### WHAT YOU WILL DO
Provide nothing except how many lines of the data contain the word "sentence".

-=-=-=-=-

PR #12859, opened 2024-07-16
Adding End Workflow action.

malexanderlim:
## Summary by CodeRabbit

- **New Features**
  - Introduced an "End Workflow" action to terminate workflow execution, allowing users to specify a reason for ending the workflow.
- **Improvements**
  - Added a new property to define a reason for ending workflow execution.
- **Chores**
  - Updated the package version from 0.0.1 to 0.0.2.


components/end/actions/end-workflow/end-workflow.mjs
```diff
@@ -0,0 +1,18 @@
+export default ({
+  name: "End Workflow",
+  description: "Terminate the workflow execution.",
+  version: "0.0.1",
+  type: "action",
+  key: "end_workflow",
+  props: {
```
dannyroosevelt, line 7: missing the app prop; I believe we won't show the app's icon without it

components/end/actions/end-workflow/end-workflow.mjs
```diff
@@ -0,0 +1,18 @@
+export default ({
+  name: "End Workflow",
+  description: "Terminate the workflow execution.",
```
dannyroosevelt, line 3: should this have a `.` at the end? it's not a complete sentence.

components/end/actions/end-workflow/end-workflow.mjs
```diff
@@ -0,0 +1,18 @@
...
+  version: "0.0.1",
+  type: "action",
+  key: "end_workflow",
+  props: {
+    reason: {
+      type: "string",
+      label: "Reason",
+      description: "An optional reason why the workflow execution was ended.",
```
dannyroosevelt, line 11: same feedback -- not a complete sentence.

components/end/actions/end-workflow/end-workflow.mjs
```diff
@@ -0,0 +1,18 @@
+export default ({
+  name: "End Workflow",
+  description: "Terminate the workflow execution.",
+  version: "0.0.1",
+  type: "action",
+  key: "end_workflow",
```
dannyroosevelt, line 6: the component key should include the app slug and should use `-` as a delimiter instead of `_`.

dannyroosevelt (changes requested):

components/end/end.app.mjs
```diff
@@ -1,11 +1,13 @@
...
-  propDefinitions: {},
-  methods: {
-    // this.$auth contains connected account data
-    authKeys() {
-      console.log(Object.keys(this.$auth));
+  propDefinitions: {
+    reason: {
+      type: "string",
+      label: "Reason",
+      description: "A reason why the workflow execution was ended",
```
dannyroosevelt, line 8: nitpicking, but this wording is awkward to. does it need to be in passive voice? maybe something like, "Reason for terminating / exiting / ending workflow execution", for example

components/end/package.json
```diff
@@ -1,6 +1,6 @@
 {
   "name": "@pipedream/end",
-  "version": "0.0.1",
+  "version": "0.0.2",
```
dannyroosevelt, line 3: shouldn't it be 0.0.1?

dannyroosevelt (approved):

-=-=-=-=-

### YOUR SOLUTION
2